I read your column religiously. I really need some advice. My ex-husband born 2-25-54 at 2:50 am and myself born April 8, 1963 at 4:20 am were married for 13 years and then in 1998 he met someone online and left me. He hasn't seen our children or really spoken to me since. Recently, I have been severely disabled. A severe flare up of MS that has left me bedridden. I requested an increase in child support, which my ex fought stating that he pays the mortgage payment. Within 1 month of his dispute of the child support I was contacted by the IRS telling me that I owed them over 10k because I never claimed the fact that he paid the mortgage as my income. H&R block did my taxes and they are going to pay the penalty because they realize that this has been their error not mine. However Eugenia, my tax consultant told me that my ex must have brought the issue up for the IRS too audit the years requested. Eugenia, my health is such that I'm not going to be able to care for our boys much longer. I can't believe that my ex is being so vengeful I have not done a thing to him not even tried to contact him. Please Eugenia, can you tell me if there is any hope that my ex will treat our sons decently........or maybe if you see any break for me financially or health wise. I'm really at the end of my rope :*( Thank you for your time
Aries
Dear Aries
You didn't mention when your children were born so I can't tell you what the relationship between them and your husband will be in the future.
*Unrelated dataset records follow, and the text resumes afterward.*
PR #4, opened 2023-06-12
Fetch user journey events from Splunk

ifireball:
A set of shell scripts for:
- Fetching RHTAP UserJounrney events from Splunk
- Cross-referencing usernmaes in events with UserSignup resources to map from cluster username for SSO user IDs
- Formatting the events into Segment event records suitable for uploading via the bulk send API.

### DIFF
--- a/scripts/fetch-uj-records.sh
+++ b/scripts/fetch-uj-records.sh
@@ -1,0 +1,57 @@
+#!/bin/bash
+# fetch-uj-records.sh
+#   Fetch user journey records from Splunk
+#   Records look almost like Segment track records but some further adjustments
+#   are required such as:
+#   - Converting nested JSON objects from strings to objects
+#   - Mapping cluster usernames to SSO user IDs
+#   This script assumes that credentials are preconfigured for curl for
+#   connecting to Splunk in a .netrc file
+#
+set -o pipefail -o errexit -o nounset
+
+SPLUNK_API_URL=https://splunk-api.corp.redhat.com:8089
+SPLUNK_APP_NAME=rh_rhtap
+SPLUNK_APP_API_URL="$SPLUNK_API_URL/servicesNS/nobody/$SPLUNK_APP_NAME"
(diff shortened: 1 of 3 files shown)


scripts/fetch-uj-records.sh
```diff
@@ -0,0 +1,55 @@
...
+    \"namespace\", 'objectRef.namespace',
+    \"name\", 'objectRef.name'
+  )
+  | fields messageId, timestamp, type, userId, event_verb, event_subject, properties | fields - _*
+"
+
+QUERY="$SQ_EV_SELECTOR | $SQ_DEDUP_FIELDS | $SQ_GEN_JSON"
+
+set -o xtrace
+curl -k -n \
```
Omeramsc, line 52: Might be worthwhile mentioning this script assumes the username and password (with the right permissions) are configured

scripts/splunk-to-segment.sh
```diff
@@ -0,0 +1,101 @@
+#!/bin/bash
+# splunk-to-segment.sh
+#   Adapt user journey recordes loaded from Splunk for uploading into Segmment:
+#   - Map cluster usernames to SSO user IDs
+#   - Convert nested JSON objects from strings to actual objects.
```
Omeramsc, line 5: This is mentioned on the first script as well, is the conversion done twice? I don't see this script using `fetch-uj-records.sh`, or the opposite

Omeramsc (changes requested):

scripts/splunk-to-segment.sh
ifireball: This script implements the things that `fecth-uj-records.sh` specifies that need to be implemented, the scripts do not use each other, they are meant to be piped together.

scripts/fetch-uj-records.sh
ifireball: done

Omeramsc (approved):
LGTM

PR #8, opened 2023-06-20
Update README with current architecture

ifireball:
Updated the README file to include details about our current shell-script based architecture.

### DIFF
--- a/README.md
+++ b/README.md
@@ -3,43 +3,47 @@
 Bridge selected events from AppStudio into [Segment][1]
 
 ```mermaid
-flowchart TD
+flowchart TB
     subgraph A["RHTAP clusters"]
         A1[(API server)]
         A2(["OpenShift
-         logging collector"])
+        logging collector"])
 
         A1--"Audit Logs"-->A2
     end
 
-    A2--"Audit Logs"--->C1
+    A2--"Audit Logs"-->C
     
-    subgraph C["Splunk"]
-        C1[("Splunk index")]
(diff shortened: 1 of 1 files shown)


README.md
```diff
@@ -3,43 +3,47 @@
...
 
 ```mermaid
-flowchart TD
+flowchart TB
     subgraph A["RHTAP clusters"]
         A1[(API server)]
-        A2(["OpenShift
-         logging collector"])
+        A2(["`OpenShift
+        logging collector`"])
```
yftacherzog, line 10: What's the meaning/purpose of adding the ` accent?

README.md
```diff
@@ -3,43 +3,47 @@
...
+        B3--"Segment events"--> B4
     end
 
-    C3--"User resource
-     actions"-->B2
+    C-- "User resource
+     actions" -->B2
 
     G([Segment])
     H[(Aplitude)]
```
yftacherzog, line 43: is that a typo? Can we fix it while we're at it? 
```suggestion
    H[(Amplitude)]
```

README.md
ifireball: It makes the text be processed as markdown, but unfortunately this is not supported by the Mermaid version used by GitHub, so removed.

README.md
ifireball: fixed.

yftacherzog (approved):

Omeramsc (approved):
LGTM

PR #9, opened 2023-06-29
fix(RHTAPWATCH-355): Remove false creation events

ifireball:
We found out that sometimes we get two resource create events in the audit log, both of which are accepted by the API server but only one of which is actually creating the resource record.

To tell which is the actual creation record we need to ensure we have a `resourceVersion` field in the `respobseObject` we get back from the creation action.


Omeramsc (approved):
LGTM

PR #10, opened 2023-07-02
feat(RHTAPWATCH-300): Add container image

ifireball:
Adding a container image to run the UJ data sync pipeline.

To make everything runnable in a container, made the location of the `~/.netrc` file configuratble via an enviromnet variable, so it can be made to point to a file mounted on the container.

PR #11, opened 2023-07-04
feat(RHTAPWATCH-310): Add dockerfile for kwok

srivickynesh:
Adding a container image bring up a KWOK container. 
We should be able to run queries with oc get.
JIRA:[ RHTAPWATCH-310 ](https://issues.redhat.com/browse/RHTAPWATCH-310)


kwok/Dockerfile
```diff
@@ -0,0 +1,32 @@
+# Start from a base image
+FROM registry.access.redhat.com/ubi8:latest
```
ifireball, line 2: and we use an existing kwok image as base?

kwok/Dockerfile
```diff
@@ -0,0 +1,32 @@
...
+
+# Update packages
+RUN yum update -y && yum clean all
```
ifireball, line 5: Never do this! it makes you image build unreproducible!

kwok/Dockerfile
```diff
@@ -0,0 +1,32 @@
...
+
+RUN yum install -y bash
```
ifireball, line 7: No way you need this, bash is built-in to the image

Also because this is a sperate RUN step - you leave the yum cache in the image layer.

kwok/Dockerfile
```diff
@@ -0,0 +1,32 @@
...
+
+# Install curl and other dependencies
+RUN yum install -y curl tar && yum clean all
```
ifireball, line 10: all those tools are probably already in the UBI image as well.

kwok/Dockerfile
```diff
@@ -0,0 +1,32 @@
...
+
+# Install Kwok & Kwokctl
+RUN KWOK_VERSION=$(curl -s https://api.github.com/repos/kubernetes-sigs/kwok/releases/latest | grep 'tag_name' | cut -d\" -f4) && \
```
ifireball, line 13: `curl`ing during a build is a bad idea - it will not work in RHTAP. 

Either:
1. Use a base image that already contains kwok
2. Use the golang tools to vendor the kwok source code as a dependency (I assume its written in Go) and build it during the container build.

kwok/commands.sh
```diff
@@ -0,0 +1,6 @@
+#!/bin/sh
+kwokctl create cluster --name=kwok
+kwokctl get clusters
+kubectl cluster-info --context kwok-kwok
+oc get namespace
```
ifireball, line 5: Why do we need to do this as part of the image build?

kwok/Dockerfile
```diff
@@ -0,0 +1,32 @@
...
+    curl -LO https://github.com/kubernetes-sigs/kwok/releases/download/${KWOK_VERSION}/kwok-linux-amd64 && \
+    chmod +x kwok-linux-amd64 && \
+    mv kwok-linux-amd64 /usr/local/bin/kwok && \
+    curl -LO https://github.com/kubernetes-sigs/kwok/releases/download/${KWOK_VERSION}/kwokctl-linux-amd64 && \
+    chmod +x kwokctl-linux-amd64 && \
+    mv kwokctl-linux-amd64 /usr/local/bin/kwokctl
+
+ARG OCP_VERSION=4.12.23
+RUN curl -L https://mirror.openshift.com/pub/openshift-v4/clients/ocp/${OCP_VERSION}/openshift-client-linux-${OCP_VERSION}.tar.gz | tar xvz -C /usr/local/bin/
```
ifireball, line 22: Can use that same base image I've used in #10 which already contains `oc` though I'm not sure we really need it.

kwok/commands.sh
```diff
@@ -0,0 +1,6 @@
+#!/bin/sh
```
ifireball, line 1: I'd rather you find a way to do the cluster creation and image build time and not at image start time.

ifireball (changes requested):

kwok/commands.sh
srivickynesh: Im just showcasing here the oc cmd works. that's also part of AC.

ifireball: yeah, but a showcase should not become a permanent part of the image...

kwok/Dockerfile
srivickynesh: Don't we require control over oc version?

kwok/Dockerfile
srivickynesh: could you add the kwok base image here?

ifireball: You are telling me you couldn't find such an image?

kwok/Dockerfile
srivickynesh: I tried the second approach there were some dependencies that is unresolved. 
[root@5d851c9cbae6 /]# kwok
kwok: /lib64/libc.so.6: version `GLIBC_2.32' not found (required by kwok)
kwok: /lib64/libc.so.6: version `GLIBC_2.34' not found (required by kwok)
[root@5d851c9cbae6 /]# kwokctl
kwokctl: /lib64/libc.so.6: version `GLIBC_2.32' not found (required by kwokctl)
kwokctl: /lib64/libc.so.6: version `GLIBC_2.34' not found (required by kwokctl)

kwok/Dockerfile
srivickynesh: we might need Kwok base image in Quay. since docker images have a rate limit. we might have to find something that resides with our goal.

kwok/Dockerfile
ifireball: it seems you need to install the devel version of glibc to build kwok.

did you use the go toolset image to build?

ifireball: Actually, looking again at the erorr - it seems the library is missing at runtime - are you using the same RHEL/UBI version to build and run?

kwok/Dockerfile
ifireball: not sure we'll build frequently enough to hit that rate limit

kwok/Dockerfile
srivickynesh: go-toolset latest id 1.19 and kwok requires 1.20 to install via go mod. so did a workaround to install via debian

kwok/commands.sh
srivickynesh: removed

kwok/Dockerfile
srivickynesh: removed

kwok/commands.sh
srivickynesh: Done

kwok/Dockerfile
srivickynesh: removed

kwok/Dockerfile
srivickynesh: removed

kwok/Dockerfile
ifireball: so that is causing your problem because Debian's libc is very different from Red Hat's - you need to find a way to only use Red Hat stuff - perhaps we can sun some command in the toolset to update go there somehow

srivickynesh: updated to use v0.2.0

kwok/Dockerfile
srivickynesh: Updated

kwok/Dockerfile
srivickynesh: Done

Omeramsc (approved):
Overall LGTM, that being said I prefer another set of eyes on this as I'm not aware of how kwok works or what are its dependencies.

kwok/Dockerfile
ifireball: not sure I follow, are you referring to the kwok version?

srivickynesh: yep

README.md
```diff
@@ -154,6 +154,14 @@ then 4 times in a row and issue an appropriate alert.
 
 ## Running a test environment
 
+### Kwok Docker Container
+
+This repository contains a Dockerfile to build a container for the Kwok Kubernetes tool.
+
+1. `cd kwok`
```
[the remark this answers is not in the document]
srivickynesh: Updated

kwok/Dockerfile
```diff
@@ -0,0 +1,20 @@
...
+
+RUN go install sigs.k8s.io/kwok/cmd/kwok@v0.3.0
+RUN go install sigs.k8s.io/kwok/cmd/kwokctl@v0.2.1
+
+FROM registry.access.redhat.com/ubi8/ubi:latest
+
+COPY --from=builder /opt/app-root/src/go/bin/kwok /usr/local/bin/
+COPY --from=builder /opt/app-root/src/go/bin/kwokctl /usr/local/bin/
+
+RUN command -v kwok && command -v kwokctl
```
ifireball, line 19: I guess this is for testing? Probably shouldn't stay in the final version...

Also what about setting up a cluster inside the image?

README.md
```diff
@@ -154,6 +154,14 @@ then 4 times in a row and issue an appropriate alert.
...
 ## Running a test environment
 
+### Kwok Docker Container
+
+This repository contains a Dockerfile to build a container for the Kwok Kubernetes tool. Navigate to the 'kwok' directory, build the Docker container for the Kwok Kubernetes tool using the provided Dockerfile, and then run the created Docker image interactively.
+
+1. `cd kwok`
+2. `docker build -t kwok-image .`
+3. `docker run -it --rm kwok-image:latest`
+
```
ifireball, line 164: Missing motes about how to use the image as a cluster

ifireball (changes requested):

README.md
```diff
@@ -154,6 +154,14 @@ then 4 times in a row and issue an appropriate alert.
 
 ## Running a test environment
 
+### Kwok Docker Container
```
eisraeli, line 157: Why build it from scratch when we can use a pre-built image?
https://kwok.sigs.k8s.io/docs/user/all-in-one-image

kwok/Dockerfile
```diff
@@ -0,0 +1,20 @@
+FROM registry.access.redhat.com/ubi8/go-toolset:1.19 AS builder
```
eisraeli, line 1: See my comment on the README.md file about using a pre-built image.

README.md
eisraeli: Overall, I feel this PR should have been about how to USE the KWOK image to function as a pseudo-cluster rather than BUILDING KWOK - as KWOK is already being offered as a binary and as a pre-built image.

srivickynesh: Done

README.md
srivickynesh: Done

README.md
ifireball: We need a way to connect to the cluster in the container from outside the container. The given `exec` command only does that from inside the container.

Also, can you please use podman instead of docker?

ifireball (changes requested):

README.md
srivickynesh: Updated

srivickynesh: The image doesn't have bash or sh. another way to run outside the container is to add the Kube config and export it.

srivickynesh: or we may have to revert to use ubi image. @ifireball  wdyt?

ifireball: what does running outside of the container have to do with having a shell inside the container?

we need a way to setup a predictable port and predictable credentials for the cluster in the container so that we know how to connect to it from kubectl/oc running outside.

srivickynesh: In the updated step we can access using the cluster name and port is also exposed.

ifireball: Does `kwokctl get clusters` print how to connect to the cluster? 

Consider that what we are going to have in the end is a test in Go that is going to bring up the kwok image, run our {{splunk-to-segment.sh}} script while providing a kube config and then inspect the output. Its preferable of we don't have to run any special kwok commands in order to figure out how to connect to it.

amisstea: @ifireball it does but this should also be printed [when the container starts](https://github.com/kubernetes-sigs/kwok/blob/90f923e7c8320d79e98b5cf3dbd0edfce35a1fa7/images/cluster/entrypoint.sh#L27-L39). It's mostly static so we can probably commit this kubeconfig. The port is configurable and defaults to [8080](https://github.com/kubernetes-sigs/kwok/blob/90f923e7c8320d79e98b5cf3dbd0edfce35a1fa7/images/cluster/Dockerfile#L21).

@srivickynesh we should show a sample `kubectl` command using such a kubeconfig.

ifireball: @amisstea ok.

@srivickynesh can we get this done by end of sprint?

README.md
```diff
@@ -154,6 +154,28 @@ then 4 times in a row and issue an appropriate alert.
...
+
+1. Bring up the Kwok cluster by running the following command:
+
+`podman run --rm -d -p 8080:8080 --name kwok-cluster registry.k8s.io/kwok/cluster:v0.3.0-k8s.v1.27.3`
+
+2. Once the Kwok cluster is up and running, set the cluster details in the OpenShift client with the following command:
+
+`oc config set-cluster kwok --server=http://127.0.0.1:8080`
+
+Now we can access the cluster using kubectl cmds.
```
ifireball: this sentence probably appears too soon....

README.md
```diff
@@ -154,6 +154,35 @@ then 4 times in a row and issue an appropriate alert.
...
+```
+podman run --rm -d -p 8080:8080 --name kwok-cluster registry.k8s.io/kwok/cluster:v0.3.0-k8s.v1.27.3
+```
+
+2. Once the Kwok cluster is up and running, set the cluster details in the OpenShift client with the following command:
+
+```
+oc config set-cluster kwok --server=http://127.0.0.1:8080
+```
+   Now we can access the cluster using kubectl cmds.
```
ifireball, line 172: this sentence probably appears too soon...

ifireball (changes requested):

README.md
```diff
@@ -154,6 +154,35 @@ then 4 times in a row and issue an appropriate alert.
...
+```
+oc config set-context kwok --cluster=kwok
+```
+
+4. Set the Kwok context as the current context with the following command:
+
+```
+oc config use-context kwok
+```
+
```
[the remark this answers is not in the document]
srivickynesh: done

README.md
srivickynesh: once we set the cluster it also sets the context from kubeconfig. no need to change it manually

kwok/Dockerfile
srivickynesh: Done

README.md
srivickynesh: Updated

README.md
```diff
@@ -154,6 +154,34 @@ then 4 times in a row and issue an appropriate alert.
 
 ## Running a test environment
 
+### Kwok Container
+
```
yftacherzog, line 158: I think it's worth adding a sentence here about what is Kwok.

README.md
```diff
@@ -154,6 +154,34 @@ then 4 times in a row and issue an appropriate alert.
...
+```
+podman run --rm -d -p 8080:8080 --name kwok-cluster registry.k8s.io/kwok/cluster:v0.3.0-k8s.v1.27.3
+```
+
+2. Once the Kwok cluster is up and running, set the cluster details in the OpenShift client with the following command:
+
+```
+oc config set-cluster kwok --server=http://127.0.0.1:8080
+```
+   Now you can access the cluster using kubectl, for eg: `kubectl get ns`.
```
yftacherzog, line 172:
```suggestion
   Now you can access the cluster using kubectl, e.g.: `kubectl get ns`.
```

srivickynesh: Done

README.md
srivickynesh: Done

ifireball:
@yftacherzog can you re-review please? Since I had a part in coming up with the solutions here, I may know too much to realize wither we explain things clearly or not.

yftacherzog (approved):

hmariset:
LGTM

I believe that your husband has always been in denial regarding the boys but if push comes to shove and you were no longer able to care for them he would step in. However he would also stop support for you at the same time. Your husband is a little full of him self and conceited when it comes to who he is and what his potential is. I believe that he is probably not in as good a financial situation as you might imagine. Although he can make money he can also let it slip through his fingers. He can be charming but he can also show his temper and he is one to exaggerate and blow things out of context. If I were you I would probably try to make a deal with him that when you can no longer care for the boys that he pay to bring help in to take care of the boys as well as you or that he must take the boys on himself as his responsibility. The ideal situation would be for you to have a family member or friend take on that position however that may not be possible. Your chart indicates that you will continue to experience more limitations due to your illness over the course of the next year but also that you may be given the wrong medication and this is what leads to the additional problems. Please keep on top of what the doctors offer you. Try to do your research for side effects etc. Financially you do appear to be in a better position over the course of the next several years. This could be due to subsidies that are provided by government or some other health care organization. It can also be that you come into money through a tax rebate, insurance surrender, winnings or a gift from someone who cares. Please don't lose hope; your boys need your input even if you can't do as much for them. You must not give up but instead try to provide an alternative to get the help you need. Your ex should pay for this assistance or do more to take care of the boys himself. Something tells me he will opt to let you take care of them even if it does cost him a little more to get you the help you need.